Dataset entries
----

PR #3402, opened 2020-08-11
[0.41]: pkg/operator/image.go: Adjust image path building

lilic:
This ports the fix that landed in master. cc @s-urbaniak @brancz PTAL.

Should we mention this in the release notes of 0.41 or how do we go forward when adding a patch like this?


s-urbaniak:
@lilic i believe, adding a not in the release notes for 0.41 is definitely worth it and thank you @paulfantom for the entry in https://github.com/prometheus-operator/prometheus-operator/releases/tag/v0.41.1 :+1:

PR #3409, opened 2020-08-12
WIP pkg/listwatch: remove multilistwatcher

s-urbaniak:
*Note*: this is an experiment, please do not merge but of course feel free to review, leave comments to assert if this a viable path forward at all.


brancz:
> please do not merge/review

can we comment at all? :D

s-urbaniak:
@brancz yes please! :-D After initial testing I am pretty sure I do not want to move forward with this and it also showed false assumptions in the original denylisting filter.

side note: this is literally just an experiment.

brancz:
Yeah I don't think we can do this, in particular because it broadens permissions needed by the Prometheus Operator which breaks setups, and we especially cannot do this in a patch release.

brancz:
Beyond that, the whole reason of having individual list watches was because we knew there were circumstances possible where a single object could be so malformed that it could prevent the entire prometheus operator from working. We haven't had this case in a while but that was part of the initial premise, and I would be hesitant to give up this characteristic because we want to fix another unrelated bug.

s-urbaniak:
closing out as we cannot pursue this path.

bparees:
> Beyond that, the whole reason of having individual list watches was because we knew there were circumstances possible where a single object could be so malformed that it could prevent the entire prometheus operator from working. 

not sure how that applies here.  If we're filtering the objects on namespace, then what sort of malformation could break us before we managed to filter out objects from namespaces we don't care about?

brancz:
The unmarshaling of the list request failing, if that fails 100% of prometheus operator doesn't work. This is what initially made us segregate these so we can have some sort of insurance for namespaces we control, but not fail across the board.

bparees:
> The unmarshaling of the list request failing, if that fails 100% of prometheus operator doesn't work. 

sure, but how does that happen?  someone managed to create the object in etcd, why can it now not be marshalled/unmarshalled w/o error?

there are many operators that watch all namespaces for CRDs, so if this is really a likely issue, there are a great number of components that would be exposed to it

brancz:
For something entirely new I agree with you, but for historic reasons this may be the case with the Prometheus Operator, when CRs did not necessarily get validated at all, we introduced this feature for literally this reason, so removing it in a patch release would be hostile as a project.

----

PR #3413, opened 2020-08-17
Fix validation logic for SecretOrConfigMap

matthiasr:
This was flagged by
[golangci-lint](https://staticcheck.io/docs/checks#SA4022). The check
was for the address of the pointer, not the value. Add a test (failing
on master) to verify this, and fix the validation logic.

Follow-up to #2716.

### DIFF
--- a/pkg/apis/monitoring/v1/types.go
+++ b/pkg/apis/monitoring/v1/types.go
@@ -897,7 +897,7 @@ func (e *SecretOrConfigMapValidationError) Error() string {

----

Activity
Looking at the data above, count each line that holds the word "lilic" and report the count alone.

Finished exercise
2